Texas is really growing and the Catholic Church is growing along with the state! The Lone Star State is the place to be. Check this out from Whispers:
On a related note, every top-tier posting on the nation's appointment docket might now be put to bed, but the new vacancy in Texas' capital makes for a significant trio of Lone Star dioceses set to receive new chiefs.
What the three lack in prominence, see, they more than make up for in numbers, with each showing ever-expansive growth over recent years. Bottom line: it's all worth keeping an eye on.
Beyond the Austin church -- its membership doubled since 1990 -- Bishop Edmond Carmody of Corpus Christi (diocesan pop. 400,000, tripled from 1980) reached the retirement age of 75 in March, while the nation's most-Catholic diocese -- the million-plus Brownsville church, where Catholics comprise nearly nine-tenths of the Rio Grande Valley's inhabitants, all told -- likewise looks toward a successor for Bishop Raymundo Peña, who sent his letter over in February.

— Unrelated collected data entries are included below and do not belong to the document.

Issue #483, opened 2019-07-03
Standardize on What (If Any) Manipulation Should Be Done on Response Data Before Returning the Value


jeffwecan:
This issue inspired by @drewmullen's comment in https://github.com/hvac/hvac/pull/482#pullrequestreview-257492251:

> @jeffwecan we should consider standardizing json returns. personally i like this where the data key is returned directly, however, we have some that doesnt extract it. not sure its worth going back and changing since that would have dowstream effects but, we could consider it
> 
> example:
> 
> https://github.com/hvac/hvac/blob/c013371a43d30b5b54407f3fea2f2fd76bbe5934/hvac/api/auth_methods/ldap.py#L129

jeffwecan:
💯 agreed! Having a consistent pattern across the board is important in terms of reducing confusion, etc.

I can see an argument for just returning the unmarshalled response and nothing else (since there _is_ other metadata in the top-level keys that folks conceivable might want access to). On the other hand returning the 'data' key as seen here make working with the return far cleaner looking in most all cases. I suppose the first actionable things to track down to that first part are:

- Are there any reasonable use cases we can imagine where folks would want access to the top-level response keys (e.g., `request_id`, `warnings`, etc.)?
- Assuming there are such cases, can we provide some way to access those items while still returning `response.json()['data']` as the default? Perhaps add something to the adapter class (which may be the most appropriate place to "standardize" this logic anywho) that keeps a list of the last n response in full? Vaguely imaging something vaguely similar to the idea of how [python-requests exposes redirects](https://2.python-requests.org/en/master/user/quickstart/#redirection-and-history)...

drewmullen:
example output list of non-`data` dict keys:

- request_id
- lease_id
- renewable
- lease_duration
- wrap_info
- warnings
- auth

after looking at this list, i do think it's likely people would want to have access to this info, especially `lease_duration`. 

the question now is implementation! I like the idea of adding it to the `adapter`. we had also once [discussed manipulating the JSONEncoder](https://github.com/hvac/hvac/issues/382#issuecomment-456579828), that might be another management point(?)

Yakuza-UA:
[...]

PR #537, opened 2019-10-17
Make returned responses more consistent

llamasoft:
This is another big PR so apologies in advance.  This PR fixes issue #525 and arises from the discussion therein.

This PR does one thing: create a new JSONAdapter and makes it the default.  The "JSON adapter" works just like the previous "Request" adapter except the return value uses the following logic:

    if response.status_code == 200:
        try:
            return response.json()
        except ValueError:
            pass
    return response

The net result is that _all_ client functions now have consistent logic regarding what they return. 
 As a result, all instances of the following client logic have been removed:

    return response.json()

and 

    if response.status_code == 204:
        return response
    else:
        return response.json()

This _will_ likely cause some breaking changes for some users, especially with regards to the direct `client.[read,list,write,delete]` methods as they will no longer throw a ValueError from assuming the response _always_ contains a JSON body.


llamasoft:
I just had the last-second realization that the `login` method on the Adapter base class doesn't make sense.  The `request` method it depends on is abstract, so we have zero guarantees about the object type it returns.  Instead, I've moved the token extraction logic to a separate abstract method, `get_login_token`.

I also forgot to mention in the original PR that I added an adapter option called `ignore_exceptions` that optionally overrides the `raise_exception` parameter passed to `request`.  This allows a way to suppress exceptions and receive a raw Response object (normally not possible because the `raise_exception` argument isn't accessible).

llamasoft:
I just realized an additional breaking change regarding this PR: the `lookup_*` methods (e.g. `client.secrets.identity.lookup_[entity|group]`) now return a Response[204] (truthy) instead of None (falsy) if the lookup returned no results.  

Unfortunately, I can't think of a good way to resolve this issue.  The Requests Adapter is created from a user-specified class so we can't assume in advance what sort of data type it will return.  
Honestly, given that we can't guarantee return types, we probably shouldn't be interacting with response objects _at all_, including the helpers on `read_*` methods that return `response.get('data')`.

What are your thoughts on this matter?  I can revert the `lookup_*` to return None on 204 responses, but that logic may end up causing issues with custom adapters.

llamasoft:
Any word on if `response.get('data')` should be removed as well?  It's used in a few places, but not in others.  In my personal experience, it made return values unpredictable.  For example, most `read_*` methods use it, but `lookup_*` methods don't.

Unfortunately, removing them _will_ be a breaking change for some users.

jeffwecan:
> Any word on if response.get('data') should be removed as well? 

I suppose I feel it makes most sense to return the entire response in all cases. In general, this module is intended to be a pretty basic wrapper for Vault API (at least as far as I'm concerned).

drewmullen:
I agree with @jeffwecan . we had explored the idea of making all returns just the `data` portion but there are some useful values provided from vault that shouldnt be stripped (see below).

https://github.com/hvac/hvac/issues/483#issuecomment-509199918

Lucas-C:
This looks like an nice improvement !
What is the status of this PR ? :)

jeffwecan:
@Lucas-C: I figure it is about time to get this PR put in place! :D 

Will start working on getting it trued back up with the current state of the develop branch...

jeffwecan:
Planning on merging this in today. To close the loop on returning the entire response dicts versus only the data key: I still want to see use move to the former in all places eventually. However I'd rather tackle that in another PR / release since its most certainly a breaking change (as @llamasoft alluded to).

trishankatdatadog:
Okay, this one was really confusing, because the [documentation](https://github.com/hvac/hvac/blob/973c37d2624ef26cdecbff7a6cf8ba62285bdb1e/docs/usage/secrets_engines/transit.rst), which really copies doctstrings from the source code, still says to expect `requests` responses instead of the JSON body for non-204 responses. Should we update the docstrings?

jeffwecan:
I would imagine so, and sorry for the added confusion! @trishankatdatadog, I went ahead and quoted your comment into a new issue (#537) and will try to get a review of docstrings, etc. done, and any incorrect return types updated, sometime over the next week or so. (Though contributions along those lines are of course also very welcomed. ☺)

trishankatdatadog:
> I would imagine so, and sorry for the added confusion! @trishankatdatadog, I went ahead and quoted your comment into a new issue (#537) and will try to get a review of docstrings, etc. done, and any incorrect return types updated, sometime over the next week or so. (Though contributions along those lines are of course also very welcomed. ☺)

Thanks! Also wrong [link](https://github.com/hvac/hvac/issues/604) for issue 🙂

Its Catholic contingent likewise trebled in size since the 80's, the latter especially portends even more of a boom -- at the close of its first synod in 2007, fully half of the Brownsville fold was reported to be age 25 or younger, a stat one'd be hard-pressed to find anywhere else on these shores.
All three fall in the province of Galveston-Houston, home to the American South's first cardinal... himself still awaiting another auxiliary -- or, better still, two -- to help keep after his own charge, all 1.5 million of it.
At mid-decade, Texas' 5 million Catholics overtook Baptists to become the mega-state's largest religious group.